In quella sede, i Segretari territoriali CGIL, CISL, UIL, FIALS e le RSU del Teatro Regio di Torino consegneranno un documento sindacale unitario nazionale al Sovrintendente Walter Vergnano.

“Le Fondazioni liriche”, spiegano i sindacati, “da tempo sono interessate da una crisi debitoria, principalmente dovuta alla progressiva riduzione delle risorse pubbliche”.

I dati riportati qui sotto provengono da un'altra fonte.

PR #2798, opened 2023-11-19
Fix non_canonical_partial_ord_impl clippy lints

riverbl:
* Reimplement `PartialOrd` in terms of `Ord` for some types to fix `non_canonical_partial_ord_impl` (previously called `incorrect_partial_ord_impl_on_ord_type`) clippy lints.

* Fix potential incorrect order or panic when comparing `FileNodeViewData` objects containing invalid unicode.

Because `incorrect_partial_ord_impl_on_ord_type` has been renamed, clippy now produces warnings for the two instances of `#[allow(clippy::incorrect_partial_ord_impl_on_ord_type)]`. I've changed the two `PartialOrd` implementations to make clippy happy and removed the `#[allow]`s.

The new `PartialOrd` implementation for `CharBuffer` is equivalent to the old one.

The new `PartialOrd` implementation for `FileNodeItem` fixes issues with paths containing invalid unicode - the old implementation would return `None` when comparing `foo` to `b�r`, which could result in file `foo` being displayed before file `b�r` in the file explorer. If the `Ord` implementation for `FileNodeItem` was used anywhere then it would panic when attempting to perform such a comparison, but it doesn't look like it was used, so this potential panic was purely theoretical.

My editor automatically removed some trailing whitespace in a multi-line string in `char_buffer.rs`. The relevant test still passes, but I'm not sure if this trailing whitespace was present intentionally - maybe @JustForFun88 could clarify?


riverbl:
It looks like the CI failure for this PR is due to the issue fixed in #2793, and the CI failure for #2793 is due to the renaming of `incorrect_partial_ord_impl_on_ord_type`, fixed by this PR.

lapce-rpc/src/file.rs
```diff
@@ -65,25 +65,26 @@ pub struct FileNodeItem {
...
 impl Ord for FileNodeItem {
     fn cmp(&self, other: &Self) -> Ordering {
-        self.partial_cmp(other).unwrap()
+        match (self.is_dir, other.is_dir) {
+            (true, false) => Ordering::Less,
+            (false, true) => Ordering::Greater,
+            _ => {
+                let [self_file_name, other_file_name] = [&self.path, &other.path]
+                    .map(|path| {
+                        path.file_name().unwrap_or_default().to_string_lossy()
```
panekj, line 82: This will panic

PR #2803, opened 2023-11-20
Reworked cursor rendering, fixing several bugs

riverbl:
* Block cursors were rendered with a fixed width, rather than the width of the current character, when after an inlay hint and using a variable width font.

* In visual normal mode, the selection highlight didn't extend past the end of the current line when the cursor was past the end of the line.

* In visual normal mode, if there was an inlay hint after the end of the current line and the cursor was past the end of the line, the cursor was rendered after the inlay hint.

* In visual normal and block modes, when selecting backwards to the first character after an inlay hint, the selection highlight extended leftward of the cursor to include the inlay hint.

* When there were multiple cursors on the same line, only one was rendered.

* The selection highlight for visual block mode excluded the rightmost column when selecting right and up or left and down.

* When in visual block mode, when the cursor was to the left of the anchor column of the selection and past the end of the line, the cursor wasn't rendered.

### DIFF
--- a/lapce-app/src/editor/view.rs
+++ b/lapce-app/src/editor/view.rs
@@ -24,7 +24,6 @@ use lapce_core::{
     buffer::{diff::DiffLines, rope_text::RopeText},
     cursor::{ColPosition, CursorMode},
     mode::{Mode, VisualMode},
-    selection::Selection,
 };
 use lapce_rpc::dap_types::{DapId, SourceBreakpoint};
 use lapce_xi_rope::find::CaseMatching;
@@ -32,7 +31,7 @@ use lapce_xi_rope::find::CaseMatching;
 use super::{
     gutter::editor_gutter_view,
     view_data::{EditorViewData, LineExtraStyle},
-    EditorData,
+    EditorData, CHAR_WIDTH, FONT_SIZE,
 };
 use crate::{
     app::clickable_icon,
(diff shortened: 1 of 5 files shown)


lapce-app/src/editor/view.rs
```diff
@@ -1268,241 +1424,60 @@ fn get_sticky_header_info(
...
-                            1,
-                        );
-                        let (_, end_col) = view.offset_to_line_col(end_offset);
-                        end_col.max(start_col).min(max_col)
-                    }
-                };
-                (right, false)
-            }
+        let width = if after_last_char {
+            CHAR_WIDTH
```
riverbl, line 1466: Previously, the default block cursor width was `7.0` and the distance the selection highlight would extend beyond the end of the line when the next line was selected was `7.5`. I've defined `CHAR_WIDTH = 7.5` and use it for both cases.

lapce-app/src/editor/view.rs
```diff
@@ -1268,241 +1424,60 @@ fn get_sticky_header_info(
...
 
-        let (right_col, line_end) = match mode {
-            VisualMode::Normal => {
-                if line == end_line {
-                    let max_col = view.line_end_col(line, true);
+                        (preedit_line == line).then_some(start)
+                    })
+                })
+            })
+            .unwrap_or(0);
```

“I provvedimenti legislativi”,  continuano le organizzazioni sindacali, “emanati fino a oggi dal Governo Italiano, hanno indicato quale soluzione a questo problema il taglio del costo del lavoro”.

“Questo intervento“, proseguono, “non ha ridotto i debiti ma ha comportato la perdita di posti di lavoro, la riduzione degli stipendi dei lavoratori e la chiusura dei corpi di ballo, oltre a esternalizzazione dei servizi, interruzioni di attività e aumento della precarietà”.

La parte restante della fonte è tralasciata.